▸ Required work:
Each entry is to be output as written, so that none is missing.

+ + + + + + +

PR #136, opened 2016-01-15
Use setuptools not distutils

taldcroft:


jeanconn:
I note that starcheck has the astropy version magic.  This means if I try to install something with a dev version I get something like this:
```
The version specified (u'1.1dev-r590-3c6c136') is an invalid version 
```
And I end up installing starcheck with the sha as the version in `conda list`
```
dska-fido: conda list starcheck
# packages in environment at /data/fido/ska/arch/x86_64-linux_CentOS-5:
#
starcheck-1.1dev-r590     3c6c136                   <pip>
```
Is that what we want?  I'm not sure.

taldcroft:
What is the behavior with the version cast to `str`?  setuptools should really be able to handle unicode for `version`, but if not then we need to force the version magic to return a `str`.  I.e. fix the problem at the source.

jeanconn:
No change with explicit cast.  I think something like "'1.2dev-r590-3c6c136'" is already being handled as a string.

jeanconn:
(just as a unicode string if we don't use an explicit cast... right?)

taldcroft:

+ + + + + + +

▸ Your solution:
PR #136, opened 2016-01-15
Use setuptools not distutils

taldcroft:


jeanconn:
I note that starcheck has the astropy version magic.  This means if I try to install something with a dev version I get something like this:
```
The version specified (u'1.1dev-r590-3c6c136') is an invalid version 
```
And I end up installing starcheck with the sha as the version in `conda list`
```
dska-fido: conda list starcheck
# packages in environment at /data/fido/ska/arch/x86_64-linux_CentOS-5:
#
starcheck-1.1dev-r590     3c6c136                   <pip>
```
Is that what we want?  I'm not sure.

taldcroft:
What is the behavior with the version cast to `str`?  setuptools should really be able to handle unicode for `version`, but if not then we need to force the version magic to return a `str`.  I.e. fix the problem at the source.

jeanconn:
No change with explicit cast.  I think something like "'1.2dev-r590-3c6c136'" is already being handled as a string.

jeanconn:
(just as a unicode string if we don't use an explicit cast... right?)

taldcroft:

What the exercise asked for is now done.